DoCoMo puts a brave face on it, but competition's costing it dearly

via Flickr © Suguru Yamamoto (CC BY 2.0)

via Flickr © Suguru Yamamoto (CC BY 2.0)

  • New price plans shave US$1.5bn from Japanese telco's profits
  • DoCoMo banking on 5G VAS, customer experience push to take on Rakuten
  • But further price cuts not out of the question

NTT DoCoMo chose its words very carefully in the documentation accompanying its full-year results earlier this week, but the facts are pretty clear – it is feeling the pinch from regulatory changes and the arrival of new competition, and it might have to cut prices further to retain customers.

Fiscal 2019 was weak for Japan's mobile market leader, with revenues slipping by 3.9% to 4.65 trillion yen and net profit down by 10.9%. The telco has taken great pains to note that it beat its initial guidance, but that does not change the fact that it is having a really tough time.

DoCoMo introduced two new rate plans this time last year, rolling them out in June, in response to government pressure to reduce prices and boost competition in the market. Those plans, GigaHo and GigaLite, which are essentially better value data plans for both heavy and light users, have already had an impact on DoCoMo's finances.

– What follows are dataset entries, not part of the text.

PR #3460, opened 2023-08-16
Add Chromium to wpt.fyi browsers

DanielRyanSmith:
This change adds support for Chromium runs, which have not been ingested by wpt.fyi since the renaming of "chrome nightly" to "chromium nightly" in the WPT repo.

### DIFF
--- a/shared/browsers.go
+++ b/shared/browsers.go
@@ -14,7 +14,7 @@ var defaultBrowsers = []string{
 
 // An extra list of known browsers.
 var extraBrowsers = []string{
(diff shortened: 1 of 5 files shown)


DanielRyanSmith:
The good news is that the Chromium runs have been ingested, but are just not able to display due to "chromium" not being listed as a valid product. The staging environment displays the Chromium runs that currently exist 🙂 

https://2023-08-15-add-chromiu-dot-wptdashboard-staging.uk.r.appspot.com/runs?max-count=100&product=chromium

jcscottiii (approved):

16.51 million people had applied for the new plans as of the end of March, DoCoMo CEO Kazuhiro Yoshizawa revealed in a statement accompanying the telco's numbers. That's a substantial portion of its 78.5 million-strong mobile customer base. As a result, operating profit at its telecommunications business, which accounts for two-thirds of revenues, was down by 18.4% year-on-year to JPY706.5 billion. Or to put it another way, being forced to offer more competitive tariffs has shaved almost JPY160 billion off the telco's profits, which equates to around US$1.5 billion. Ouch.

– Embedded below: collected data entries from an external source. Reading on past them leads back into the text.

Issue #3450, opened 2023-08-11
Adjust Test History Timeline Chart Height


racheljay:
Currently the new history timeline charts are styled to display in a fixed window. We need to style them to adjust in size so that they grow to fit however many rows are generated. Possibly additional logic could be added for extra long test suites to display the charts individually rather than all at once.

PR #3471, opened 2023-08-21
height based on subtest name

racheljay:
This PR fixes issue #3450. Previous iterations of the timeline had a fixed height. The height of the timeline chart is now calculated by the number of subtests, unless there are more than 20, in which case it will add a scroll bar. This PR also fixes a bug where some charts were breaking due to missing data.


KyleJu (approved):

DanielRyanSmith (approved):

DanielRyanSmith:
Unrelated to this PR, but I'm seeing that the sections of the timeline graph are no longer navigating properly to the anticipated run ID link. That is probably worth creating a separate issue and PR for. 👍

Issue #3448, opened 2023-08-11
Missing search results due to wildcard implementation


KyleJu:
See [this comment for more details(https://github.com/web-platform-tests/wpt.fyi/pull/3447#discussion_r1291688758). On a high level, the for loop `for !ok && len(dir) > 1` should not terminate as soon as a result is found, because a test can be triaged to multiple links and labels due to wildcards. It should find all labels and test links, as we it looks up all parent directories.

KyleJu:
A comment for potential [performance improvements](https://github.com/web-platform-tests/wpt.fyi/pull/3472#issuecomment-1690312389)

PR #3472, opened 2023-08-23
Probe directory tree for wildcard matching

KyleJu:
Fix https://github.com/web-platform-tests/wpt-metadata/issues/4665 and a part of https://github.com/web-platform-tests/wpt.fyi/issues/3448.  Probe directory tree for wildcard matching, regardless if a match has found. 

It should not have much performance impact before and after the change.


jcscottiii (approved):
The code LGTM.  Could you monitor the performance of this? Now we are always walking up to the root (which is needed for this implementation). If it is bad, we may need a way to improve this look up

Yoshizawa attempted to play down the financial hit at the telecoms unit by sharing that, "On the other hand, the operating profit from Smart life business and Other businesses posted a year-on-year increase of 0.5% to JPY148.1 billion," but that's an uptick of around US$7.5 million, which isn't really in the same ballpark, particularly given that the Smart life unit saw profits more than halve, with all the growth coming from 'other'. Double ouch.

But I digress.

Sadly for DoCoMo, its full-year figures do not reflect the full extent of the challenge it faces. Much-hyped market newcomer Rakuten Mobile launched on 8 April, after the end of DoCoMo's financial year, and its pricing plans massively undercut the incumbent's. As we pointed out last month, DoCoMo's GigaHo plan for heavy data users is more than twice as costly as Rakuten's unlimited data tariff. And that's without taking into account the fact that Rakuten is offering a free service to its first 3 million customers.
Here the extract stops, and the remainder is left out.